Friday, October 20, 2006

The Media

Can we please stop using the phrase “the media”? It has no meaning. The media is liberal. The media is conservative. The media is to blame for ____________.

“The media” has become a kind of monolithic force exercising power over us, its helpless victims. That is evident in the now standard singular form it takes in our speech (media used to be plural, remember? One medium, many media.).

We can’t begin to address any of the problems we perceive in the media until we break out of this tendency to conceptualize it as some great singular force with power of its own. Various pieces of information published via multiple forms of media are produced and consumed by individual people with public and private agendas and complex influences. It is about as useful to talk about “the media” as it is to tackle to problems of “today’s society.”

4 comments:

harrogate said...

While Harrogate is sympathetic to your sensical plea to get past labels and have real discussion, he would humbly point out that for all its show of heterogeniety the national polyglot of television and print "media" actually finds itself owned by a rather tiny cabal of corporate interests.

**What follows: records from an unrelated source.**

PR #254, opened 2022-12-16
Remove Security Group Rules when deletion failed with DependencyViolation exception

abikouo:
Update terminator Class Ec2SecurityGroup

### DIFF
--- a/aws/terminator/networking.py
+++ b/aws/terminator/networking.py
@@ -1,5 +1,5 @@
 import datetime
-
+import botocore
 from . import DbTerminator, Terminator, get_tag_dict_from_tag_list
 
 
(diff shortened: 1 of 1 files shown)


aws/terminator/networking.py
```diff
@@ -414,8 +414,23 @@ def name(self):
...
+        )
+
+        # Revoke Ingress rules
+        self.client.revoke_security_group_ingress(
+            GroupId=self.id, IpPermissions=self.instance.get("IpPermissions")
+        )
+
     def terminate(self):
-        self.client.delete_security_group(GroupId=self.id)
+        try:
```
goneri, line 429: What happen if we just call the two methods without the if condition? This way we avoid the risk of breakage if the format of the exception change in the future. I imagine we may need to wrap `revoke_sg_rules()` in `try/except` block thus.
```
self.revoke_sg_rules()
self.client.delete_security_group(GroupId=self.id)
```

goneri (approved):

aws/terminator/networking.py
abikouo: This was my first idea, but we want to cut down on unnecessary requests

jillr:
The code looks fine but I'm having trouble reproducing the original failure with the eks_cluster tests.  (I'm commenting out the SG and rule cleanup tasks at the end of full_test.yml then letting the terminator handle the SGs).  I'll test more tomorrow, the tests are a bit slow and it's getting late.  :)

jillr (approved):
This time I was able to reproduce the failure and confirm that this branch solves the issue.  LGTM, deploying.

PR #256, opened 2023-01-26
Allow cloudformation:DescribeType

alinabuzachis:
Signed-off-by: Alina Buzachis <abuzachis@redhat.com>

### DIFF
--- a/aws/policy/application-services.yaml
+++ b/aws/policy/application-services.yaml
@@ -10,6 +10,7 @@ Statement:
       - cloudformation:CreateResource
       - cloudformation:DeleteResource
       - cloudformation:DescribeStacks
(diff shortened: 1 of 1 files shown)


aws/policy/application-services.yaml
```diff
@@ -16,6 +16,7 @@ Statement:
       - cloudformation:ListResourceRequests
       - cloudformation:ListResources
       - cloudformation:UpdateResource
+      - cloudformation:DescribeType
```
gravesm, line 19: Could you make sure this change is ordered alphabetically? It starts to get difficult to manage if things get all mixed in.

gravesm (approved):

PR #257, opened 2023-01-26
Add terminator cleanup for SSM sessions

tremble:


gravesm (commented):
It looks like this will also need to add the `ssm:DescribeSessions` permission.

gravesm (approved):

PR #264, opened 2023-02-16
ECS Policies

tremble:
Builds on top of work done by alinabuzachis in #210 

Tested using https://github.com/ansible-collections/community.aws/pull/1716


gravesm:
Thanks, I'll start taking a look at this and see if we can finally get this one merged.

aws/policy/security-services.yaml
```diff
@@ -31,6 +31,7 @@ Statement:
           - 'arn:aws:iam::aws:policy/service-role/AmazonDMSVPCManagementRole'
           - 'arn:aws:iam::aws:policy/service-role/AmazonRDSEnhancedMonitoringRole'
           - 'arn:aws:iam::aws:policy/service-role/AWSServiceRoleForVPCTransitGateway'
+          - 'arn:aws:iam::aws:policy/service-role/AmazonEC2ContainerServiceRole'
```
gravesm, line 34: This one is duplicated, and probably should be `arn:aws:iam::aws:policy/service-role/AmazonECSTaskExecutionRolePolicy`

aws/terminator/paas.py
```diff
@@ -117,3 +117,131 @@ def terminate(self):
             else:
                 # delete streaming distribution
                 self.client.delete_streaming_distribution(Id=self.Id, IfMatch=ETag)
+
+
+class Ecs(DbTerminator):
+    @property
+    def age_limit(self):
+        return datetime.timedelta(minutes=20)
```
jillr, line 125: The current import causes this to fail.  I'd suggest this change earlier in the file:
```
+++ b/aws/terminator/paas.py
@@ -1,4 +1,4 @@
-from datetime import datetime
+import datetime
 
 from . import DbTerminator, Terminator
 
@@ -39,7 +39,7 @@ class LambdaLayers(Terminator):
 
     @property
     def created_time(self):
-        return datetime.strptime(self.instance['LatestMatchingVersion']['CreatedDate'], "%Y-%m-%dT%H:%M:%S.%f%z")
+        return datetime.datetime.strptime(self.instance['LatestMatchingVersion']['CreatedDate'], "%Y-%m-%dT%H:%M:%S.%f%z")
 
     def terminate(self):
         for version in self.client.list_layer_versions(LayerName=self.name)['LayerVersions']:
```

aws/policy/security-services.yaml
```diff
@@ -204,3 +197,4 @@ Statement:
           - 'eks-nodegroup.amazonaws.com'
           - 'transitgateway.amazonaws.com'
           - 'network-firewall.amazonaws.com'
+          - 'ecs.amazonaws.com'
```
jillr, line 200: In addition to the change @gravesm suggested, we also need:
```suggestion
          - 'ecs.amazonaws.com'
          - 'ecs-test.amazonaws.com'
```
This will push the file over the character limit even with your wildcard changes, #266 will help with that.

jillr (changes requested):

gravesm (approved):

jillr (approved):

For example, check out your numbers on Clearchannel or Viacom, two companies that own more outlets, across the country coast to coast, than you can shake a stick at. &c.

All of which is to say that in Harrogate's view, the "media" in this country is much more of a concentrated voice than your post implies. Call it a monolithically "conservative" voice or a "liberal" voice and you get it wrong. Call it only interested in what sells no matter what the cost, and you get it right.

Which corporate dominance does excellently reflect the Rethuglican Party which is after all this country's Majority Party. Jesus gets lots of lip service but at the end of the day here it's Mammon or bust, and always will be.

Witness the Orgy with which all media outlets run up War as soon as a President starts talking about it. Harrogate is convinced that in the _Seventeen_ Magazine, most 2001-2002 Issues made multiple references to "WMD's." It was all so exciting, so profitable, this business of going to war.

Witness too the constant cross-media Cult of the Missing White Woman: but rarely a squeak regarding the homeless, who really don't get anyone stirred up (they're not very sexy, after all).

L said...

I wholeheartedly agree!

Dr. Peters said...

Harrogate makes a good point, and I concede that there are massive conglomerates with perhaps more unified goals than I have suggested (although I am not certain that such a massive business entity can be said to have a uniform agenda). But "what sells" is another one of those frequently used phrases that need to be complicated. Why does it sell? Who, as anon asks, is buying? Are the consumers creating the demand that media producers fill in response? Or are do they buy because they have been influenced by media images and messages that convince them that they should want it? These questions are still too big to do much good. I am irritated lately with some particular issues that are way oversimplified and leave no room for useful discussion.

harrogate said...

Harrogate, too, dislikes the tendency in us all to try and encapsulate really complicated stuff with a label or catch phrase. Indeed, he sees Sarah on that one, and raises her a Mick Foley-autographed flannel shirt.

Discussions like this need to be fruitful and multiply; actually, Harrogate thinks it perfectly suited for a blog devoted to questions of academia and parenthood. The specter of "the media" greatly impacts both of these sites, as all know.

If the question of "what sells" hits right at the twinned heart of politics and literary studies (as Harrogate believes it does), then it is doubly worth considering in terms of raising a child. Our little bitty children are not too far from indoctrination into consumer culture: some might argue they already are. What that means is a great question.